Canadian television series

The New Beachcombers was a renewal of the CBC's long-running series The Beachcombers, which ran for 19 seasons from 1972 to 1990. A movie of the week directed by Brad Turner was broadcast in November 2002, to commemorate both the CBCs fiftieth anniversary, and the thirtieth anniversary of the original show's first episode. The Movie of the Week, "The New Beachcombers" served as a pilot for a new series, "The New Beachcombers", that played from 2002 to 2004. A behind-the-scenes documentary film was produced in association with The New Beachcombers, called "Welcome Back to Molly’s Reach", that was released in 2003. A final TV movie made after the new series, "A Beachcombers Christmas" was aired in 2004.

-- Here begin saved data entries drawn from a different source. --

PR #5104, opened 2022-01-25
Create a dummy MorphTargetBuffer if skinning is enabled

### LINKED ISSUE #5085: Skinning breaks validation on Vulkan (unbound morphing sampler)
This error is seen with Vulkan but the fix will need to live in the Filament layer.  Note that Filament already binds dummy textures (e.g. a black reflection map) when a shader variant is activated that samples from a binding point that does not have a bound texture, even if it samples from it conditionally.

We can't correctly handle this in the backend because we don't know what type of image to create (cubemap, 3D, array).  That's why we currently see this error with skinned models:

```
Descriptor in binding #7 index 0 requires an image view of type VK_IMAGE_VIEW_TYPE_2D_ARRAY but got VK_IMAGE_VIEW_TYPE_2D.
```

daemyung:
Fixes #5085

### DIFF
--- a/libs/gltfio/src/MorphHelper.cpp
+++ b/libs/gltfio/src/MorphHelper.cpp
@@ -52,10 +52,11 @@ MorphHelper::MorphHelper(FFilamentAsset* asset, FFilamentInstance* inst) : mAsse
     for (auto pair : sourceNodes) {
         cgltf_node const* node = pair.first;
         cgltf_mesh const* mesh = node->mesh;
+        cgltf_skin const* skin = node->skin;
         if (mesh) {
             cgltf_primitive const* prims = mesh->primitives;
             for (cgltf_size pi = 0, count = mesh->primitives_count; pi < count; ++pi) {
-                addPrimitive(mesh, pi, pair.second);
+                addPrimitive(mesh, pi, skin->joints_count, pair.second);
             }
             addTargetNames(mesh, pair.second);
         }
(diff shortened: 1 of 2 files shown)


daemyung:
Nice to see you a fox again!
스크린샷 2022-01-25 오전 11 27 14

libs/gltfio/src/MorphHelper.cpp
```diff
@@ -52,10 +52,11 @@ MorphHelper::MorphHelper(FFilamentAsset* asset, FFilamentInstance* inst) : mAsse
     for (auto pair : sourceNodes) {
         cgltf_node const* node = pair.first;
         cgltf_mesh const* mesh = node->mesh;
+        cgltf_skin const* skin = node->skin;
         if (mesh) {
             cgltf_primitive const* prims = mesh->primitives;
             for (cgltf_size pi = 0, count = mesh->primitives_count; pi < count; ++pi) {
-                addPrimitive(mesh, pi, pair.second);
+                addPrimitive(mesh, pi, skin->joints_count, pair.second);
```
pixelflinger, line 59:
```suggestion
                addPrimitive(mesh, pi, (bool)skin->joints_count, pair.second);
```

pixelflinger (changes requested):
@daemyung sorry this is not the right approach. This logic should reside in filament, not in gltfio.

I will take a look at fixing this today. 

Thank you again!

pixelflinger:
I'm closing this PR because it is not the right approach, this logic should not be in `gltfio`.

daemyung:
@pixelflinger Yes it's just W/A. I don't know where is the best place to create dummy resource.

Bruno Gerussi, the actor who played Nick, the Greek-Canadian log-salvager, in the original Beachcomber series, had died. In the new show, Cameron Bancroft, who played a teenager in the original series, returns to Gibson's Landing, playing a new character, Scott, to take over Nick's old tug, the Persephone, and to take over Nick's old salvage business.

Much of the original series took place in the then fictional cafe Molly's Reach. In the new series the cafe is at risk of being torn down, and redeveloped, and Scott and other characters take sides over whether this redevelopment should be allowed.

Jackson Davies, the actor who played RCMP Constable John Constable from 1974 until the end of the original series, returned to play the Constable character, and also served as an Executive Producer.